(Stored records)

PR #4166, opened 2026-07-06
chore: clarify review workflow instructions for Claude Code

sarapeng86:
Add explicit review guidance to keep analysis in a single workflow and avoid premature completion during PR reviews. This change does not alter tool permissions, but reinforces expected review behavior.

See https://github.com/inetsoft-technology/stylebi/pull/4164

### DIFF
--- a/.github/workflows/claude-code-review.yml
+++ b/.github/workflows/claude-code-review.yml
@@ -58,5 +58,20 @@ jobs:
             markdown format. Format your comments as regular text or simple code
             blocks to avoid the "Apply suggestion" buttton.
 
+            IMPORTANT:
+            Do not use the Task tool or spawn sub-agents. Task usage is not
+            permitted and wastes review turns.
+
+            Review the PR yourself in a single workflow based on the PR diff.
+            Use Read/Grep when helpful.
+
+            Prioritize business logic, API changes, tests, and potential
+            regressions. Skip generated files, lock files, and clearly
+            non-functional formatting-only changes unless they may affect
+            behavior.
+
+            Do not mark the review as complete until all relevant files have
+            been analyzed.
+
           claude_args: |
             --max-turns 50 --allowedTools "mcp__github_inline_comment__create_inline_comment,Bash(gh pr comment:*),Bash(gh pr diff:*),Bash(gh pr view:*)"
--- a/.github/workflows/claude-code-review.yml
+++ b/.github/workflows/claude-code-review.yml
@@ -51,10 +51,6 @@ jobs:
             * Check if any regression bugs may be introduced
             * Check if any backward incompatibility
             * Check if any test cases are broken by the changes
-            * Prioritize business logic, API changes, and potential regressions
-              over purely cosmetic changes
-            * Skip generated files, lock files, and non-functional
-              formatting-only changes unless they may affect behavior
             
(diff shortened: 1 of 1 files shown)


.github/workflows/claude-code-review.yml
```diff
@@ -58,5 +58,20 @@ jobs:
...
             blocks to avoid the "Apply suggestion" buttton.
 
+            IMPORTANT:
+            Do not use the Task tool or spawn sub-agents. Task usage is not
+            permitted and wastes review turns.
+
+            Review the PR yourself in a single workflow based on the PR diff.
+            Use Read/Grep when helpful.
+
+            Prioritize business logic, API changes, tests, and potential
```
jshobe-inetsoft: The first sentence of this is mostly redundant with the list of focus areas above. Just add anything you feel is missing from the above list and remove the first sentence.

jshobe-inetsoft (changes requested):

.github/workflows/claude-code-review.yml
```diff
@@ -51,6 +51,10 @@ jobs:
             * Check if any regression bugs may be introduced
             * Check if any backward incompatibility
             * Check if any test cases are broken by the changes
+            * Prioritize business logic, API changes, and potential regressions
+              over purely cosmetic changes
+            * Skip generated files, lock files, and non-functional
```
jshobe-inetsoft: Sorry, maybe I wasn't clear. This should item should have been kept where it was. This is a constraint, not an area of focus.

The item above goes here though.

.github/workflows/claude-code-review.yml
```diff
@@ -62,13 +66,7 @@ jobs:
...
             permitted and wastes review turns.
 
-            Review the PR yourself in a single workflow based on the PR diff.
-            Use Read/Grep when helpful.
-
-            Prioritize business logic, API changes, tests, and potential
-            regressions. Skip generated files, lock files, and clearly
-            non-functional formatting-only changes unless they may affect
-            behavior.
+            Use available tools such as Read/Grep when helpful.
```
jshobe-inetsoft, line 65: My previous review did not intend for all of this to be removed. They may be useful constraints, I'm not sure what behavior you were trying to address with this change.

"Prioritize business logic, API changes, tests, and potential regressions." Is the part I wanted changed. These are areas of focus and largely redundant with the list above.

What was the incorrect behavior that you were trying to address?

jshobe-inetsoft (changes requested):

.github/workflows/claude-code-review.yml
sarapeng86: The main behavior I was trying to address was that Claude Code Review could finish the review workflow before the actual review was completed. You can check the review job in https://github.com/inetsoft-technology/stylebi/pull/4164

In some cases, Claude started using sub-agents/Task during the review process. The workflow appeared to complete successfully, but not all changed files had been fully reviewed and some expected feedback was missing.

The additional constraints were intended to keep the review in a single workflow, avoid wasting review turns on spawning agents, and ensure the review is completed before marking it as done.

I agree that some of the added focus items were redundant with the existing review areas, so I will keep only the necessary constraints and remove duplicated focus descriptions.

jshobe-inetsoft (approved):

_Try it_: Copy each line of the entries that includes the word "affect".

_Response_:
+            non-functional formatting-only changes unless they may affect
-              formatting-only changes unless they may affect behavior
-            non-functional formatting-only changes unless they may affect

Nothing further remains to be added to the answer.